Start of SOURCE MATERIAL
PR #179, opened 2017-01-29
select region: update points when tilt changes

gamaanderson:
addresses old complain that points from select region get outdate by changing the sweep.

important discovery: function exported using shared variable can be update (i.e. call the `update` method) to reflect a change in the expected function results. This is really good.

Not sure if this is a strong or a weak update though, for now I set it to strong.

### DIFF
--- a/artview/components/plot_grid.py
+++ b/artview/components/plot_grid.py
@@ -499,6 +499,7 @@ class GridDisplay(Component):
             display = pyart.graph.GridMapDisplay(self.Vgrid.value)
             self.VpyartDisplay.change(display)
             self._update_infolabel()
+            self.VpathInteriorFunc.update(True)
 
     def NewField(self, variable, strong):
         '''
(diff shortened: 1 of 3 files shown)


nguy:
What are you using for a weak vs strong update definition?

nguy:
I'm just trying to follow along. Any shared variable should have the ability to be updated/changed the way the code is written? In this case the function that is called returns an updated shared variable, correct?

gamaanderson:
in general weak update indicate components not to perform too intensive calculations or that changes are only superficial, but in the end it is case specific, there is no general rule.

no, the function don't return a shared variable. The shared variable `.value` is a function. For instance `VpathInteriorFunc.value` is equal to `RadarDisplay.getPathInteriorValues`

nguy:
Aha, I see. In this case it is sort of grey whether it's strong or weak.

nguy:
Looks good. I did find another issue we should address at some point, I'll open a ticket.

PR #186, opened 2017-03-21
Issue181

gamaanderson:
deprecate display_select_region and add a select_region mode to display


nguy:
Could you rebase this. It has conflicts.

artview/components/plot_radar.py
```diff
@@ -438,16 +438,23 @@ def _add_toolsBoxUI(self):
...
         self.toolsButton.setMenu(toolmenu)
 
+    def add_mode(self, mode, label):
+        """ Add a tool entry with given label. Selecting that tool, execute
+        mode passing this component shared variables."""
+        def call_mode():
+            mode(self.get_sharedVariables())
+        action = self.toolmenu.addAction(label)
+        action.triggered.connect(call_mode)
+
```
nguy: I like the embedded functions. I was thinking about this the other day and it might be useful for this package.

nguy:
I just put up a short PR #191 , could you check briefly and hopefully we can merge that before you rebase. Thanks @gamaanderson !

artview/core/core.py
```diff
@@ -284,8 +284,15 @@ def closeEvent(self, QCloseEvent):
         self.disconnectAllVariables()
         super(Component, self).closeEvent(QCloseEvent)
 
+    def get_sharedVariables(self):
+        ''' get dictionaty of the shared variables '''
```
nguy: 'dictionaty' should be 'dictionary'

nguy:
The Menu window is not resizable, it looks like it is now based upon the number of tabs that are open. The window can be resized vertically, but not horizontally.

nguy:
I wonder if under Modes selection we should rename the following
'Query a selectable region of interest' to 'Region of Interest Polygon'
'Extract a selected region of points' to 'Query a Select Area'

I'm open to other suggestions.

nguy:
When I have the current `Extract a selected region of points` tool open I noticed an issue with the Plot Types.
 If I change tilts or files with the Histogram open, it replots without error. However, if I have the Table or Statistics open then the window splits vertically and the top never goes away. In fact if you repeat this it continues to split the window vertically adding an additional instance for each signal.

artview/components/plot_points.py
```diff
@@ -303,7 +303,18 @@ def NewPoints(self, variable, strong):
...
+                self.canvas.draw()
+            elif self.plot_type == 'statistics':
+                self.layout.removeWidget(self.statistics)
+                self.statistics.close()
+            elif self.plot_type == 'table':
+                self.layout.removeWidget(self.table)
+                self.table.close()
             return
 
         # Get field names
```
nguy: I think we may need to add an update method in the `core.common.CreateTable` class to redraw the values in the table. Also, it might be useful to also create a method to replace an individual cell. We could hook this up later to allow table editing.

Check out the following [SO link](http://stackoverflow.com/questions/24371274/qtextedit-how-to-dynamically-update-in-pyqt-without-crashing-gui) for the refreshing text.

Are the issues lies in `changePlotType` method, where it passes on statistics and table?

One more thought about the QTextEdit, could it be tied to the fact we set `setReadOnly` to True? Or does that just allow the user the ability to modify text?

gamaanderson:
thank you for the input. I will take a look in this tomorrow or Wednesday

gamaanderson:
the resizing is only being limited by the minimum size, this was already like this.

the easy result for the table is properly delete the previous one.

I would suggest:
'Query a selectable region of interest' to 'Select Polygons'
'Extract a selected region of points' to 'Query Selected Area'

nguy:
Hmm, I don't remember not being able to resize the windows. 

Whatever works for the table. 

You're wording is great!

gamaanderson:
commit pushed

nguy:
Wording is fixed and the transition between tilts/files now updates properly.

Could you roll the micro rev number for this PR, it's been a while and would be good at this point.

nguy:
I still don't get how the minimum size is controlling being able to expand a window? Especially since it only seems to be limiting horizontal expansion.

gamaanderson:
the size setting is complicated and I also believe it is kind of OS dependent. I'm being able to expand the widget without problems.

nguy:
Huh, really, well that is weird. MacOSX is going downhill fast.

gamaanderson:
I should get me acess to a MacOSX so that I can test it. I have however no idea where to get it. In the mean while, may be you could try te check older version to pin point where the problem started.

PR #188, opened 2017-03-21
Correlation

gamaanderson:
I just found this branch I had forgot about.

I have to take a look if it is all ok, but will open this PR to avoid forgetting.


gamaanderson:
ok, now this is good.

nguy:
Could you rebase this branch to resolve conflicts?

gamaanderson:
conflicts solved

artview/core/common.py
```diff
@@ -229,25 +229,37 @@ def handleClick(button):
 # Option methods #
 ##################
 
+
+def float_or_none(text):
+    if text=="None":
+        return None
+    else:
+        return float(text)
+
```
nguy: A possibly more robust test for the above could be something like
```
try:
    return float(text)
except:
    return None
```

This might handles cases of misspelling None or some other weird value or type

artview/components/correlation.py
```diff
@@ -570,10 +632,21 @@ def _update_plot(self):
         self.ax.set_xlabel(self.unitsHorizontal)
         self.ax.set_ylabel(self.unitsVertical)
 
+        print (self.parameters["xmin"], self.parameters["xmax"])
```
nguy: Remove space after print

nguy:
I think we should rename the Menu option to the correlation module `Regression Line` to `Linear Regression`. This is a bit of a nit, but it clearly conveys that a linear regression technique is used vs polynomial fitting for example.

nguy:
Could we also rename the main Modes entry from `Radar Moments Correlation` to `Field Correlation` or `Variable Correlation` or such. Since calculated fields are in the list as well as the base radar moments, this is more correct.

artview/core/common.py
gamaanderson: I actually want this function to raise an error in case of misuse, so that I can Handel this exception, for instance reset to previous value or standard value. I could add other spelling of `None`, but None is not to be a except value.

gamaanderson:
done

PR #191, opened 2017-03-24
Some minor fixes.

nguy:
One in particular could help with Windows compatibility, the use of the 'os' module where a unix specific designation was previously still used.


nguy:
One other thing. I was considering removing the bk_parser as it is legacy. Would you support that?

gamaanderson:
this look good and yes `bk_parser` can go.

PR #206, opened 2017-08-31
V1.3.8

gamaanderson:
correct bug with missing basemap


artview/components/correlation.py
```diff
@@ -642,12 +641,25 @@ def _update_plot(self):
...
-                str(self.horizontal_scale_menu_group.checkedAction().text()),
-                str(self.vertical_scale_menu_group.checkedAction().text()),
+                xscale,
+                yscale,
                 color=self.parameters["color"])
 
         self.canvas.draw()
 
+    def get_xyscale(self):
+        scale = [None, None]
```
nguy: Why bother with creating this list and then filling? Could just create the list.

artview/components/correlation.py
```diff
@@ -642,12 +641,25 @@ def _update_plot(self):
...
+        scale[0] = str(self.horizontal_scale_menu_group.checkedAction().text())
+        scale[1] = str(self.vertical_scale_menu_group.checkedAction().text())
+        
+        for i in range(2):
+            if scale[i] == "&linear":
+                scale[i] = "linear"
+            elif scale[i] == "l&og":
+                scale[i] = "log"
+        return scale
```
nguy: Will the `&` character always be in that position?
This [SO](https://stackoverflow.com/questions/3939361/remove-specific-characters-from-a-string-in-python) has a discussion of methods to remove an arbitrary string. Another discussion notes that even though the `.replace` method is techinically not the right way to do it, it is very fast.

```
scale[i].replace("&", "")
```

nguy:
Some issues I found when testing (in Python 3, Qt4).
  1. When I start the program, the Modes menu cannot be accessed until I make a change in the Menu Window (selected a SharedVariable). Further testing indicates that there is a time issue. If I do nothing and wait, I am eventually able to access the menu.
  2. The Menu and Displays became unlinked.?
  3. When choosing Edit Colormap, the FileNavigator Plugin also started. Also the Open File window is launched.
  4. Choosing the logarithmic colormap causes a fatal error the stops the application
```    
"Data has no positive values, and therefore can not be "
ValueError: Data has no positive values, and therefore can not be log-scaled.
Abort trap: 6
```
  5. The following error was output when choosing the `pyartDisplay` option in SharedVariables Window tab:
```
  File "/Users/guy/anaconda/envs/py35_qt5/lib/python3.5/site-packages/artview/components/plot_radar.py", line 616, in NewDisplay
    self._update_plot()
  File "/Users/guy/anaconda/envs/py35_qt5/lib/python3.5/site-packages/artview/components/plot_radar.py", line 981, in _update_plot
    plot_ppi = display.plot_ppi
AttributeError: 'NoneType' object has no attribute 'plot_ppi'
Abort trap: 6
```

PR #60, opened 2014-05-02
[WIP] - Adding ListenerDebugCommand

egulias:
There are 2 things in this PR
* A valid `composer.json` after passing the `composer validate` command
* The ListenersDebugCommand, which is a copy of the one used by the bundle since I'm not sure the command from the bundle would work adding it here https://github.com/egulias/DrupalAppConsole/blob/master/bin/console.php#L35

If this first implementation work, I can try requiring the bundle and using that command instead of copying the code.

@dmouse @jmolivas I would much appreciate if you can test this, I don't know Drupal :)

### DIFF
--- a/composer.json
+++ b/composer.json
@@ -3,7 +3,7 @@
     "description": "Drupal 8 Console scaffolding module generator",
     "version": "@dev",
     "keywords": ["Drupal", "Console", "Development"],
-    "type": "library",
+    "type": "drupal-module",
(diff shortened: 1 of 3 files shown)


darol100:
Does still make sense to keep this PR alive ? Should we close it ? Does still apply ?

egulias:
Closing this until a way of having the containers dump is found. Will happily open it again by then.

PR #278, opened 2015-01-06
Enable add select, radios, checkboxes fields in form generator

enzolutions:
Enable add select, radios, checkboxes fields in form, with option to add options values via generator command


jmolivas:

PR #282, opened 2015-01-07
Translate to spanish some strings

rpayanm:


jmolivas:
Awesome @rpayanm thanks :)

PR #289, opened 2015-01-09
Rest resource command

enzolutions:


jmolivas:
Thanks for the PR @enzolutions ;)

PR #316, opened 2015-01-19
Update Readme

enzolutions:


jmolivas:
Thanks @enzolutions Not sure if we should we include this here or move to the gitbook repo what do you think @dmouse may be can include this with this PR by @danielnv18 on the documentation:
https://github.com/hechoendrupal/drupal-console-book/pull/22/files

PR #321, opened 2015-01-21
Command to list modules on system

enzolutions:


jmolivas:
Merged, thanks for the PR and the new command

PR #324, opened 2015-01-22
Command module:install

enzolutions:


jmolivas:
Thanks for the PR and new command @enzolutions

PR #336, opened 2015-01-28
Mostly work on the block form.

esod:
For coding patterns I used these files:

core/modules/system/src/Plugin/Block/SystemMenuBlock.php
core/modules/book/src/Plugin/Block/BookNavigationBlock.php
modules/examples/block_example/src/Plugin/Block/ExampleConfigurableTextBlock.php
core/modules/aggregator/src/Plugin/Block/AggregatorFeedBlock.php


jmolivas:
Thanks for the PR @esod :)

PR #342, opened 2015-01-29
Removed unused variables

danielnv18:


danielnv18:
Removed the un-used use statement

PR #348, opened 2015-01-30
Generated files messages

jmolivas:


jmolivas:
This is how it looks like:
generate-entity-content

PR #361, opened 2015-02-03
generate:plugin:rest:resource systematically injects coding standard err...

martinfrances107:
My mistake I originally post this is an drupal.org issue 

https://www.drupal.org/node/2418827

Here is the text from the issue..

I have been using generate:rest:resource at bit recently which I really like

it is time to give a little back and fix some errors that are reported by

phpcs --standrard=Drupal .
Here is a sample of the coding standard bugs I have fixed.

Comments must end in a full stop
/* must become /**
comments have indentation errors.

Another obvious error is that the class definition need to be transformed from

class Hello extends foo
{
Anyway I hope this helps

class Hello extends foo {
but that is a system wide issue and needs to solved in another issue.


jmolivas:
Merged, thanks for the PR @martinfrances107 :)

PR #706, opened 2015-06-25
Remove fieldable from ContentEntity annotation

webflo:
Related change record: https://www.drupal.org/node/2346455


jmolivas:
Thanks for the PR @webflo nice catch.

PR #709, opened 2015-06-25
Add weight to entity delete task

webflo:
... otherwise the Delete tab is shown before Edit.


jmolivas:
Thanks for the PR @webflo make sense :)

PR #710, opened 2015-06-25
Fix access operation in AccessControlHandler

webflo:
The operation is called "update" instead of "edit". Related docs from "EntityAccessControlHandler::checkAccess"

```
   * @param string $operation
   *   The entity operation. Usually one of 'view', 'update' or 'delete'.
```


jmolivas:
Thanks for the PR @webflo

Issue #717, opened 2015-06-29
[generate:rules*] Configuration objects exsist when reinstall module


omero:
### Problem/Motivation
After generata an rules action plugin with `generate:plugin:rulesaction` creates the `system.action.default_action.yml` configuration, when uninstall the module, the configuration object doesn't removes, and when i reinstall the module this happens:

![screen shot 2015-06-29 at 12 24 12 am](https://cloud.githubusercontent.com/assets/1909779/8401518/3058f47e-1df5-11e5-86ff-83845de01d49.png)

### How to reproduce

* Run `generate:plugin:rulesaction` in a new module.
* Uninstall the module
* Reinstall the module

### Solution
Include the custom module as dependency of the config object, when the module uninstall the configuration object will be erased too.

jmolivas:
Thanks @omero

PR #718, opened 2015-06-29
adding the module name has dependency of the configuration object template

omero:
solves #717


jmolivas:
Thanks for the PR @omero

PR #724, opened 2015-07-01
Remove deprecated default_value key from entity_value

artfulrobot:
The [correct way](http://drupal.stackexchange.com/questions/162287/how-to-create-a-default-value-for-an-entity-base-field-in-drupal-8) to set a default value on an entity is to use `setDefaultValue()` and **not** to pass a `default_value` key in the base table defs.

See related [patch to examples module](https://www.drupal.org/node/2511182).

Nb. I think it is useful to keep this code (which sets a zero-length string as the default) in there as an example of how to provide a default.


jmolivas:
Thanks for the PR @artfulrobot

PR #726, opened 2015-07-01
Convert t() to $this->t()

stevector:
This PR updates templates generated classes that still used t().

I'm chatting with Tim Plunkett in IRC right now about https://github.com/hechoendrupal/DrupalConsole/blob/master/templates/module/module.twig

Which generates

```
/**
 * Implements hook_help().
 */
function dcdtest_help($route_name, RouteMatchInterface $route_match) {
  switch ($route_name) {
    // Main module help for the dcdtest module.
    case 'help.page.dcdtest':
      $output = '';
      $output .= '<h3>' . t('About') . '</h3>';
      $output .= '<p>' . t('My Awesome Module') . '</p>';
      return $output;

    default:
  }
}
```

### DIFF
--- a/templates/module/src/Entity/Controller/listcontroller-entity-content.php.twig
+++ b/templates/module/src/Entity/Controller/listcontroller-entity-content.php.twig
@@ -26,8 +26,8 @@ class {{ entity_class }}ListController extends EntityListBuilder {% endblock %}
    * {@inheritdoc}
    */
   public function buildHeader() {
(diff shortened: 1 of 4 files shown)


stevector:
Tim says, and I agree, that t() in procedural code is fine. It does nothing but wrap  \Drupal::translation()->translate()

jmolivas:
Thanks for the PR @stevector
End of SOURCE MATERIAL
* WHAT NEEDS TO BE DONE *
Set down verbatim only the lines between the start of the data above and the line with "-499,6 +499,7 @@", both boundaries included.

* RESULT OF THIS TASK *
PR #179, opened 2017-01-29
select region: update points when tilt changes

gamaanderson:
addresses old complain that points from select region get outdate by changing the sweep.

important discovery: function exported using shared variable can be update (i.e. call the `update` method) to reflect a change in the expected function results. This is really good.

Not sure if this is a strong or a weak update though, for now I set it to strong.

### DIFF
--- a/artview/components/plot_grid.py
+++ b/artview/components/plot_grid.py
@@ -499,6 +499,7 @@ class GridDisplay(Component):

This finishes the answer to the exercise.